┌─ The data

PR #132, opened 2018-06-09
additionalHttpResponseHeaderItems feature

SudakovIvan:


src/KDSoapServer/KDSoapServerObjectInterface.h
```diff
@@ -125,6 +127,17 @@ class KDSOAPSERVER_EXPORT KDSoapServerObjectInterface
      */
     virtual void processRequestWithPath(const KDSoapMessage &request, KDSoapMessage &response, const QByteArray &soapAction, const QString &path);
 
+    typedef QPair<QString/*name*/, QString/*value*/> HttpResponseHeaderItem;
```
dfaure-kdab: A struct (which means named members) is always more readable than a QPair, where one has to remember that .first means name and .second means value.

src/KDSoapServer/KDSoapServerObjectInterface.h
```diff
@@ -125,6 +127,17 @@ class KDSOAPSERVER_EXPORT KDSoapServerObjectInterface
...
+    typedef QList<HttpResponseHeaderItem> HttpResponseHeaderItems;
+
+    /**
+     * Returns additional HTTP response header items to be added to each HTTP response header
+     * The default implementation in this base class returns an empty list
+     * Subclasses can override this method as needed
+     *
+     */
+    virtual const HttpResponseHeaderItems additionalHttpResponseHeaderItems();
```
dfaure-kdab: Please remove the "const" which doesn't bring any benefit in this particular way of being used (it even prevents move semantics from applying).

src/KDSoapServer/KDSoapServerSocket.cpp
```diff
@@ -141,6 +141,20 @@ static QByteArray httpResponseHeaders(bool fault, const QByteArray &contentType,
...
+    if (serverObjectInterface) {
+        const KDSoapServerObjectInterface::HttpResponseHeaderItems& additionalItems = serverObjectInterface->additionalHttpResponseHeaderItems();
+        Q_FOREACH (const KDSoapServerObjectInterface::HttpResponseHeaderItem& headerItem, additionalItems) {
+            httpResponse += headerItem.first.toLatin1();
+            httpResponse += ": ";
+            httpResponse += headerItem.second.toLatin1();
+            httpResponse += "\r\n";
+        }
+    } else {
+        qWarning() << QString::fromLatin1("Server object %1 does not implement KDSoapServerObjectInterface!").arg(QString::fromLatin1(serverObject->metaObject()->className()))
```
dfaure-kdab: Since additional items is an optional feature, I would just remove this warning (i.e. the else branch) altogether.

src/KDSoapServer/KDSoapServerObjectInterface.h
```diff
@@ -125,6 +127,17 @@ class KDSOAPSERVER_EXPORT KDSoapServerObjectInterface
      */
     virtual void processRequestWithPath(const KDSoapMessage &request, KDSoapMessage &response, const QByteArray &soapAction, const QString &path);
 
+    typedef QPair<QString/*name*/, QString/*value*/> HttpResponseHeaderItem;
+    typedef QList<HttpResponseHeaderItem> HttpResponseHeaderItems;
```
dfaure-kdab: Please use QVector. The pair/struct is bigger than a pointer, so QList has to allocate nodes on the heap, which is slow and wasteful.

SudakovIvan: And QVector doesn't?  How does QVector allocate memory?

dfaure-kdab: QVector is like std::vector, it's a contiguous array. Especially if you resize() [or reserve()] upfront, a single allocation is needed, rather than one per 'node'.

SudakovIvan: Ok, I figured it out now, thanks

src/KDSoapServer/KDSoapServerObjectInterface.h
SudakovIvan: Well, it's a habit of the old style (c++98), thanks.
And what do you think about adding "const" at the end of the function? It seems to be better

dfaure-kdab:
OK for making the method const.
In terms of code formatting, this uses the same coding style as KDE Frameworks 5, which is the Qt coding style plus curly braces even for one-line if/for/... statements. Tool suggestions: uncrustify-kf5 (or astyle-kdelibs) in git://anongit.kde.org/kde-dev-scripts

SudakovIvan:
I'll make an unittest and tell you when I'm done

src/KDSoapServer/KDSoapServerObjectInterface.cpp
```diff
@@ -46,6 +46,14 @@ class KDSoapServerObjectInterface::Private
     QPointer<KDSoapServerSocket> m_serverSocket;
 };
 
+KDSoapServerObjectInterface::HttpResponseHeaderItem::HttpResponseHeaderItem(const QByteArray &name, const QByteArray &value): m_value(value), m_name(name)
```
dfaure-kdab: coding style: the ":" (and what follows it) should be on a separate line

unittests/servertest/servertest.cpp
```diff
@@ -1300,6 +1308,29 @@ private Q_SLOTS:
...
+        request.setHeader(QNetworkRequest::ContentTypeHeader, soapHeader.toUtf8());
+        QNetworkAccessManager accessManager;
+        QNetworkReply *reply = accessManager.post(request, rawCountryMessage());
+        QEventLoop loop;
+        connect(reply, SIGNAL(finished()), &loop, SLOT(quit()));
+        loop.exec();
+        reply->readAll();
+
+        QVERIFY(reply->rawHeaderList().contains("Access-Control-Allow-Origin"));
+        QVERIFY(reply->rawHeader("Access-Control-Allow-Origin") == "*");
```
dfaure-kdab: should use QCOMPARE (so we can see the values on failure)

unittests/servertest/servertest.cpp
```diff
@@ -1300,6 +1308,29 @@ private Q_SLOTS:
...
+        QVERIFY(reply->rawHeaderList().contains("Access-Control-Allow-Headers"));
+        QVERIFY(reply->rawHeader("Access-Control-Allow-Headers") == "Content-Type");
```
dfaure-kdab: QCOMPARE

SudakovIvan:
done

└─

> **To do**
Look through the records for the word "thanks". Every line that has it should be copied.

> **Written response**
SudakovIvan: Ok, I figured it out now, thanks
SudakovIvan: Well, it's a habit of the old style (c++98), thanks.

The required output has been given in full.